Baginya, yang membedakan Tik Tok dari platform lain adalah sifat hiper algoritmiknya, dibandingkan dengan situs seperti YouTube, di mana pengguna mencari jenis konten tertentu dan kemudian meninggalkan platform.

“Begitulah cara konten berikutnya berada di luar kendali pengguna,” kata Harper. “Instagram, Twitter, dan YouTube memiliki beberapa fungsi ini, tetapi Tik Tok menambahkan bagaimana kurasi algoritmik sangat penting untuk pengalaman default platform. Rasanya lebih acak dan jauh lebih diperkuat daripada platform lain.”

"Ini bukan lagu yang tidak dikenal yang masuk ke Grammy melalui Tik Tok," kata Harper. “Lil Nas X atau Megan Thee Stallion memiliki tarian Tik Tok yang terkait dengan musik mereka yang saat ini sukses lebih menunjukkan bagaimana para personel industri musik sudah memikirkan, dan jenis penyemaian lagu-lagu hit ke dalam Tik Tok — dengan cara yang sama, di di masa lalu, mereka mungkin mencoba membuat mereka diputar di radio atau memasukkan artis mereka ke SNL.”

Artis harus memikirkan cara agar lagu mereka dapat dipotong menjadi durasi yang lebih pendek, atau membuat keputusan seperti mempertajam baris lirik agar sesuai dengan platform Tik Tok, sebuah gejala viralitas kontemporer.

Bisakah Tik Tok mengarah pada evolusi panjang lagu? Mungkin, tapi itu tidak mungkin, kata Harper.

“Kami pasti bisa melacak tren lagu-lagu yang lebih pendek,” katanya. “Tapi saya tidak berpikir itu adalah gerakan satu arah penuh yang menuju lagu-lagu yang lebih pendek dan lebih pendek.”

Meskipun Tik Tok mungkin memaksa beberapa artis untuk menyesuaikan strategi mereka, itu memungkinkan artis dan label untuk memanfaatkan tenaga penggemar yang kreatif di mana penggemar melakukan kerja keras untuk mempromosikan lagu atau album untuk seorang artis. Platform Tik Tok secara inheren mempromosikan suara yang sedang tren, yang menyebabkan penggemar berpartisipasi dalam tren yang pada akhirnya mempromosikan lagu artis.

Misalnya, pada tahun 2013 Beyonce merilis album self-titled-nya tanpa promosi apa pun.
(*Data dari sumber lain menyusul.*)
PR #2140, opened 2026-07-03
Avoid confusion due to "{c}" at end of arg spec

### LINKED ISSUE #2139: ltcmd environment with default argument `c' triggers verbatim
## Brief outline of the bug

When using `\NewDocumentEnvironment` with an `O`-type argument that has default value `c`, and the argument is not present, the next character is made verbatim.

It seems that [`\__cmd_prepare_signature_verb_chk:n`](https://github.com/latex3/latex2e/blob/develop/base/ltcmd.dtx#L2561) checks for the last item in the arg spec, which is the singleton `c` in this case. This causes `\__cmd_grab_D_verb_safe` to be used, as shown by the typeout below.

```latex
\RequirePackage{latexbug}
\documentclass{article}

\NewDocumentEnvironment{myAenv}{O{A}}{BEGIN(#1)}{END(#1)}
\NewDocumentEnvironment{mycenv}{O{c}}{BEGIN(#1)}{END(#1)}

\begin{document}

\begin{myAenv}%comment
hello %comment
\end{myAenv}

\begin{myAenv}
[arg]
hello %comment
\end{myAenv}

\begin{mycenv}%comment
hello %comment
\end{mycenv}

\begin{mycenv}
[arg]
hello %comment
\end{mycenv}

\begin{mycenv}[arg]%comment
hello %comment
\end{mycenv}

\typeout{\string\myAenv=\meaning\myAenv}
\typeout{\string\mycenv=\meaning\mycenv}

\end{document}
```

[tmp-envtest.log](https://github.com/user-attachments/files/29616940/tmp-envtest.log)

josephwright:

# Internal housekeeping

## Status of pull request

- Feedback wanted 
- Under development
- [x] Ready to merge

- [x] Test file(s) added

### DIFF
--- a/base/ltcmd.dtx
+++ b/base/ltcmd.dtx
@@ -1032,7 +1032,7 @@
 %    \end{macrocode}
 %
 %    \begin{macrocode}
-\cs_generate_variant:Nn \tl_head:n { e }
+\cs_generate_variant:Nn \tl_if_in:nnT { e }
 %    \end{macrocode}
 %
 % \subsection{Variables and constants}
@@ -2563,7 +2563,8 @@
 %    \begin{macrocode}
 \cs_new_protected:Npn \@@_prepare_signature_verb_chk:n #1
   {
-    \tl_if_in:enTF { \tl_trim_space:e { \tl_to_str:n {#1} } \exp_not:N \q_stop }
+    \tl_if_in:enT
+      { \tl_trim_spaces:e { \tl_to_str:n {#1} } \exp_not:N \q_stop }
       { c \q_stop }
       { \bool_set_true:N \l_@@_final_verb_bool }
   }
--- a/base/ltcmd.dtx
+++ b/base/ltcmd.dtx
@@ -1032,7 +1032,7 @@
 %    \end{macrocode}
 %
 %    \begin{macrocode}
-\cs_generate_variant:Nn \tl_if_in:nnT { e }
+\cs_generate_variant:Nn \tl_if_in:nnT { ee }
 %    \end{macrocode}
 %
 % \subsection{Variables and constants}
@@ -2563,9 +2563,9 @@
 %    \begin{macrocode}
 \cs_new_protected:Npn \@@_prepare_signature_verb_chk:n #1
   {
-    \tl_if_in:enT
+    \tl_if_in:eeT
       { \tl_trim_spaces:e { \tl_to_str:n {#1} } \exp_not:N \q_stop }
-      { c \q_stop }
+      { \tl_to_str:n { c } \exp_not:N \q_stop }
       { \bool_set_true:N \l_@@_final_verb_bool }
   }
 %    \end{macrocode}
--- a/base/ltcmd.dtx
+++ b/base/ltcmd.dtx
@@ -35,7 +35,7 @@
 %
 %    \begin{macrocode}
 \def\ltcmdversion{v1.3n}
-\def\ltcmddate{2026-07-03}
+\def\ltcmddate{2026-07-28}
 %    \end{macrocode}
 %
 %<*driver>
@@ -2530,7 +2530,7 @@
 % \begin{macro}{\@@_prepare_signature:n}
 % \changes{v1.3a}{2025-01-23}{Extend to cover \texttt{c}-type grabbing}
 % \begin{macro}{\@@_prepare_signature_verb_chk:n}
-% \changes{v1.3n}{2026-07-03}{Test last character as a string}
+% \changes{v1.3n}{2026-07-28}{Test last character as a string}
 % \begin{macro}{\@@_prepare_signature:N}
 % \begin{macro}{\@@_prepare_signature_bypass:N}
 %   Actually creating the signature uses the same loop approach as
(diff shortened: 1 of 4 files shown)


base/ltcmd.dtx
```diff
@@ -2551,18 +2552,20 @@
     \tl_clear:N \l_@@_process_one_tl
     \bool_set_false:N \l_@@_process_some_bool
     \tl_clear:N \l_@@_signature_tl
+    \bool_set_false:N \l_@@_final_verb_bool
```
FrankMittelbach, line 2555: why set unconditionally here and then overwrite later? Instead of the TF as before? Seems clear to me (not sure which is faster: two assignments or  droppening an F argument)

base/ltcmd.dtx
```diff
@@ -2551,18 +2552,20 @@
...
     \@@_prepare_signature_verb_chk:n {#1}
     \@@_prepare_signature:N #1 \q_recursion_tail \q_recursion_stop
     \bool_if:NF \l_@@_expandable_bool { \@@_flush_m_args: }
   }
 %    \end{macrocode}
-%   A quick check on the final arg.~type.
+%   A quick check on the final arg.~type, done using a string approach to
```
FrankMittelbach:
```suggestion
%   A quick check on the final arg.~type, done using a string approach  (that retains braces) to
```

FrankMittelbach (approved):
2 minor suggestions

base/ltcmd.dtx
josephwright: For all of the other control vars, we set up front then just reset where required - it seemed more natural to bring this into line whilst looking at the code.

base/ltcmd.dtx
josephwright: Thought that was obvious, but fair enough

base/ltcmd.dtx
FrankMittelbach: fair point. I was not looking at the overall code, just was a bit surprised to see if being moved out.

base/ltcmd.dtx
FrankMittelbach: obvious only if you do a lof of such coding. I had to think twice why it solves the problem.

base/ltcmd.dtx
```diff
@@ -2551,18 +2552,20 @@
...
 %    \end{macrocode}
-%   A quick check on the final arg.~type.
+%   A quick check on the final arg.~type, done using a string approach  (that retains braces) to
+%   avoid an issue with \verb|{c}| as the last balanced text.
 %    \begin{macrocode}
 \cs_new_protected:Npn \@@_prepare_signature_verb_chk:n #1
   {
-    \str_if_eq:eeTF { \tl_head:e { \tl_reverse:n {#1} } } { c }
+    \str_if_eq:eeT
+      { \tl_head:e { \tl_reverse:e { \tl_to_str:n {#1} } } } { c }
```
Skillmon: Could also use

```suggestion
    \exp_last_unbraced:Ne \token_if_eq_charcode:NNTF
      { \tl_head:e { \tl_reverse:e { \tl_to_str:n {#1} } . } } c
```

one could also use the faster `\tl_head:w` but that would make the code more complicated. Also, if the input is stringified getting the last non-space token of the string could be done in a single sweep through the list instead of with `\tl_reverse:n`, but that seems to be too much hassle as an optimisation for `ltcmd` :)

josephwright: I did think about performance here - but as it's in the setup phase, I think overall we are best going with clarity

Skillmon: I have another idea that has much better performance for not trivially short argument specs:

```
\tl_if_in:enTF { \tl_trim_space:e { \tl_to_str:n {#1} } \exp_not:N \q_stop } { c \q_stop }
```

davidcarlisle: this looks good to me

davidcarlisle (changes requested):
I think I'd use

https://github.com/latex3/latex2e/pull/2140#discussion_r3566834979

rather than reversing the list, otherwise looks good.

base/ltcmd.dtx
```diff
@@ -2551,18 +2552,20 @@
...
   }
 %    \end{macrocode}
-%   A quick check on the final arg.~type.
+%   A quick check on the final arg.~type, done using a string approach  (that retains braces) to
+%   avoid an issue with \verb|{c}| as the last balanced text.
 %    \begin{macrocode}
 \cs_new_protected:Npn \@@_prepare_signature_verb_chk:n #1
   {
-    \str_if_eq:eeTF { \tl_head:e { \tl_reverse:n {#1} } } { c }
+    \tl_if_in:enTF { \tl_trim_space:e { \tl_to_str:n {#1} } \exp_not:N \q_stop }
```
Skillmon: You're only providing a `T` branch here. Should use that variant instead.

Also for code readability I'd either put both first arguments on the same line as `\tl_if_in:enT` or both below it in separate lines.

josephwright: Try now :-)

base/ltcmd.dtx
```diff
@@ -1032,7 +1032,7 @@
 %    \end{macrocode}
 %
 %    \begin{macrocode}
-\cs_generate_variant:Nn \tl_head:n { e }
+\cs_generate_variant:Nn \tl_if_in:nnT { ee }
```
Skillmon, line 1035: New variant defined in the kernel, maybe define the whole bunch of variants and document those in `l3tl`?

Skillmon (commented):
LGTM

base/ltcmd.dtx
josephwright: I move variants periodically to `l3kernel`, but I can't assume that they are available immediately, so this will need to stay for 'a while' (probably several years).

FrankMittelbach: I understand that for use of variants in packages, but the kernel does require an uptodate l3kernel so I would assume that you can do that do that fairly directly.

Namun, begitu album dirilis, album itu terjual jutaan kopi karena penggemar dan media sosial berfungsi sebagai upaya promosi.

“Contoh itu bagi saya adalah bukti konsep skala besar tentang apa yang dapat dilakukan melalui Internet dan melalui mekanisme viralitas — dan bagi saya, Tik Tok adalah bab terakhir. Tik Tok benar-benar menormalkan ini,” kata Harper. “Orang yang diuntungkan dari video Tik Tok yang dibuat dengan lagu “Old Town Road” adalah Lil Nas X, bukan individu yang membuat video.”

Meskipun Tik Tok dan internet telah mempengaruhi industri ini, banyak aspek industri tradisional tetap utuh, seperti penggemar mengikuti atau berlangganan konten artis dan mendengarkan lagu lengkap di album fisik atau platform musik.

“Saya merasa seperti kita berada di puncak sesuatu yang baru. Rasanya seperti Tik Tok sangat normal sekarang sehingga rasanya seperti avant-garde berikutnya harus ada di depan mata,” katanya. “Saya belum tahu apa itu, tapi saya merasa agak gelisah tentang hal itu baik sebagai orang yang hidup di dunia maupun sebagai peneliti,” tutupnya.